Huawei Technologies Co., Ltd., Beijing 100080, China.
Bioinformatics. 2023 Jan 1;39(1). doi: 10.1093/bioinformatics/btac736.
Single-cell multi-omics sequencing techniques have rapidly developed in the past few years. Clustering analysis with single-cell multi-omics data may give us novel perspectives to dissect cellular heterogeneity. However, multi-omics data have the properties of inherited large dimension, high sparsity and existence of doublets. Moreover, representations of different omics from even the same cell follow diverse distributions. Without proper distribution alignment techniques, clustering methods will encounter less separable clusters easily affected by less informative omics data.

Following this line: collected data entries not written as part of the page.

PR #1320, opened 2024-01-12
Create GenArt721GeneratorV0

yoshiwarab:
## Description of the change

This PR adds the GenArt721GeneratorV0 contract which utilizes scripty.sol to generate the full HTML for a given token by stitching together data from a dependency registry and core contract. 

Also created a little demo repo showing the full html pulled from the contract to display an AB token [here](https://github.com/yoshiwarab/ab-gen-on-chain).

https://sepolia.etherscan.io/address/0xdC862938cA0a2D8dcabe5733C23e54ac7aAFFF27#code


packages/contracts/contracts/generator/scripty-support/ETHFSFileStorage.sol
```diff
@@ -0,0 +1,39 @@
+// SPDX-License-Identifier: MIT
```
yoshiwarab, line 1: @ryley-o There's a new version of ethFS (currently the only version on sepolia) which uses a different File.sol/IFile.sol so we needed to deploy this ourselves. That's also why I've added the ethfs directory here. For prod we shouldn't need to deploy anything ourselves for scripty/ethfs so we may want to remove this.

yoshiwarab:
@ryley-o I didn't make any of the address updatable on the contract because I figured it's light enough to just redeploy but let me know what you think!

packages/contracts/contracts/generator/GenArt721GeneratorV0.sol
```diff
@@ -0,0 +1,331 @@
...
+        uint256 offset;
+        if (storageVersion == BytecodeStorageReader.V0_VERSION_STRING) {
+            offset = 104;
+        } else if (storageVersion == BytecodeStorageReader.V1_VERSION_STRING) {
+            offset = 65;
+        } else {
+            revert("Unsupported storage version");
+        }
+
+        return AddressChunks.mergeChunks(scriptBytecodeAddresses, offset);
```
ryley-o, line 105: I think the reason we get the data this way instead of using `BytecodeStorageReader.readFromBytecode` and copying strings around in memory is for gas efficiency, right? I think probably worth a small dev comment about why this implementation was selected.

packages/contracts/contracts/interfaces/v0.8.x/IGenArt721CoreProjectScriptV1.sol
```diff
@@ -0,0 +1,23 @@
+// SPDX-License-Identifier: LGPL-3.0-only
+pragma solidity ^0.8.0;
+
+/**
+ * @dev This interface is implemented by GenArt721CoreV3 and above
```
ryley-o, line 5: WDYT about adding this to the V3 core contracts to enforce this with compiler?

packages/contracts/contracts/generator/GenArt721GeneratorV0.sol
```diff
@@ -0,0 +1,331 @@
...
+     * supported by the DependencyRegistry or if the contract at the address
+     * does not implement the IGenArt721CoreProjectScriptV0 or IGenArt721CoreProjectScriptV1.
+     */
+    function getProjectScript(
+        address coreContractAddress,
+        uint256 projectId
+    ) external view returns (bytes memory) {
+        _onlySupportedCoreContract(coreContractAddress);
+
+        try
```
ryley-o, line 125: nit: maybe add dev comment indicating something like "try V3 Core interface first"?
could also add another dev comment before the subsequent try block as well.

packages/contracts/contracts/generator/GenArt721GeneratorV0.sol
```diff
@@ -0,0 +1,331 @@
...
+            if (scriptCount == 0) {
+                return "";
+            }
+
+            string memory script;
+            for (uint256 i = 0; i < scriptCount; i++) {
+                string memory scriptChunk = IGenArt721CoreProjectScriptV0(
+                    coreContractAddress
+                ).projectScriptByIndex(projectId, i);
+                script = string.concat(script, scriptChunk);
```
ryley-o, line 175: I could see this potentially using a lot of gas? which is overall fine for reads of course, but I'm guessing we could improve this with some assembly code in future follow-on activity 👍

packages/contracts/contracts/generator/GenArt721GeneratorV0.sol
```diff
@@ -0,0 +1,331 @@
...
+            }
+
+            return abi.encodePacked(script);
```
ryley-o, line 178: can you remind me why we use abi.encodePacked here?

packages/contracts/contracts/generator/GenArt721GeneratorV0.sol
```diff
@@ -0,0 +1,331 @@
...
+     * @param tokenId The ID of the token to retrieve the HTMLRequest for.
+     * @return The HTMLRequest for the token.
+     */
+    function getTokenHtmlRequest(
+        address coreContractAddress,
+        uint256 tokenId
+    ) internal view returns (HTMLRequest memory) {
+        _onlySupportedCoreContract(coreContractAddress);
+
+        uint256 projectId = tokenId / ONE_MILLION;
```
ryley-o, line 196: nit: can use ABHelpers library for this

packages/contracts/contracts/generator/GenArt721GeneratorV0.sol
```diff
@@ -0,0 +1,331 @@
...
+        // This will revert for older contracts that do not have an override set.
+        bytes32 dependencyNameAndVersion = dependencyRegistry
+            .getDependencyNameAndVersionForProject(
+                coreContractAddress,
+                projectId
+            )
+            .stringToBytes32();
+
+        bytes32 tokenHash;
+        if (tokenHash == bytes32(0)) {
```
ryley-o, line 206: nit: don't need if statement in initial block (always true)

packages/contracts/contracts/generator/GenArt721GeneratorV0.sol
```diff
@@ -0,0 +1,331 @@
...
+            try
```
ryley-o, line 207: nit: suggest adding some dev comments about which core versions are being tried along the way here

We developed MoClust, a novel joint clustering framework that can be applied to several types of single-cell multi-omics data. A selective automatic doublet detection module that can identify and filter out doublets is introduced in the pretraining stage to improve data quality. Omics-specific autoencoders are introduced to characterize the multi-omics data. A contrastive learning way of distribution alignment is adopted to adaptively fuse omics representations into an omics-invariant representation. This novel way of alignment boosts the compactness and separableness of clusters, while accurately weighting the contribution of each omics to the clustering object. Extensive experiments, over both simulated and real multi-omics datasets, demonstrated the powerful alignment, doublet detection and clustering ability features of MoClust.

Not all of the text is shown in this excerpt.